Recently, I began examining the use of Duke University Archives’ digital collections to see what I could find. I quickly found that I was lost. Google Analytics is so overwhelmingly abundant with data, what I’d venture to call a statistical minefield (or ninja warrior obstacle course?), that I found myself in a fog of confusion. Don’t get me wrong, these data sets can be extremely useful if you know what you’re doing. It just took me a while to get my bearings and slowly crawl out of the fog.

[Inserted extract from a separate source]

Issue #776, opened 2026-03-29
incorrect optional arguments signature validation


mikhail-barg:
I have been updating my [C# jsonata port](https://github.com/mikhail-barg/jsonata.net.native) to pass [latest](https://github.com/jsonata-js/jsonata/commit/d4e4133445357286288c5e34e6a2af05da6c4d70) [signature tests](https://github.com/jsonata-js/jsonata/commit/ff36f0bd0f1aa4307662ffcc9f68abbba2f20915) when I stumbled upon something that looks like an unexpwected behaviour to me:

With that said, if you’re interested in learning more, use every resource available to wrap your head around what Google Analytics offers and how it can help your institution. Google provides a set of tutorials at Analytics Academy. Another site, Lynda.com is a great subscription resource that may be accessible through institutional memberships. Don’t rule out YouTube either. I also learned a lot of the basics from Molly Bragg, my supervisor, who is on the Digital Library Federation Assessment Interest Group’s (DLF AIG) Analytics subcommittee. They’ve been working on a white paper to lay out digital library analytics best practices, which they hope will help steer cultural heritage institutions in the right direction.

In my own experience scouring usage data from the Duke Chapel Recordings collection, I found many rather predictable results: most users come from North Carolina, Durham in particular.

But then there were strange statistics that can sometimes be hard to figure out. Like why is Texas our third highest state for traffic, with 7% of our sessions originating there?

Of Texas’ total sessions, 22% viewed webpages relating to Carlyle Marney’s sermons. For much of the 1970s, Marney was a visiting professor at Duke’s Divinity School, but this web traffic all originated in Austin, TX. Doing some internet digging, I found that in the 1940s and 1950s, Marney was a pastor and seminary professor in Austin. It is understandable why the interest in his sermons comes from a region in Texas that is likely familiar with his pastoral work.

I also found that referrals from our very own Bitstreams blog make up a portion of the traffic to the collection. That explains some of our spikes in pageviews, which correspond with blog post dates. This is proof that social media does generate traffic!

Once that disorienting fog has lifted, and you have navigated the statistical minefield, you might just find that analytics can be fun. Now it doesn’t look so much like a minefield but a gold mine.

Have you found analytics useful at your cultural heritage institution? We’d love to hear from you!